Through a spokesman, Mr. Baum said, “The foreclosure process in New York State is extremely complex and subject to extensive judicial review. We believe this review respects the due process of anyone who challenges a foreclosure. Consumer activists and attorneys representing homeowners have their own agenda in this process, including degrading the legal work we conduct on behalf of our clients by using terms like ’foreclosure mill,’ which I find personally and professionally insulting.”
He added, “What is important now is that all parties attempt to work together to resolve issues amicably. The barrage of accusations and litigation does little to help the underlying problems.”
Cases across the nation like Mr. Eng’s have led New York’s judicial system to take a hard look at the 80,000 pending foreclosures in the state and demand that the paperwork be sound, said the state’s chief judge, Jonathan Lippman. “Knowing what we know, our only option — at least from my perspective — is to turn to the lawyers who are officers of the court and say, ’You’d better go to your clients and find out if these cases are real,’ ” he said.
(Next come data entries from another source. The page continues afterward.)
Issue #264, opened 2021-05-21
Add tests for SQFormCheckboxGroup


laurelbean:
SQFormCheckboxGroup needs a suite of tests.

PR #285, opened 2021-05-25
test: 💍 Add SQFormCheckboxGroup Tests

laurelbean:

The court devised a two-page affirmation to be signed by lawyers in foreclosure actions saying they had reviewed the documents and had “confirmed the factual accuracy” of any allegations with the clients.
Ann Pfau, deputy chief administrative judge for New York State, who has worked directly with the state bar to carry out the plan, said, “We need to know that this is a court process that has some integrity.”
Judge Pfau said, “If you can’t get good information, you shouldn’t be filing the cases in the first place.”
To address some lawyer concerns, the judiciary issued a modified version of the affirmation in November but said that the alterations were minor. In the end, the lawyers are vouching for their filing, Judge Pfau said. “They are absolutely still on the hook.”
While lawyers are being implicated as part of the problem, they should also be part of the solution, said Stephen P. Younger, the president of the New York State Bar Association, which has not taken an overall position on the foreclosure matter. Foreclosure defense lawyers, he noted, have led court proceedings to throw out flawed cases.
“The real problem is that there are thousands and thousands of people who are unrepresented by lawyers,” Mr. Younger said.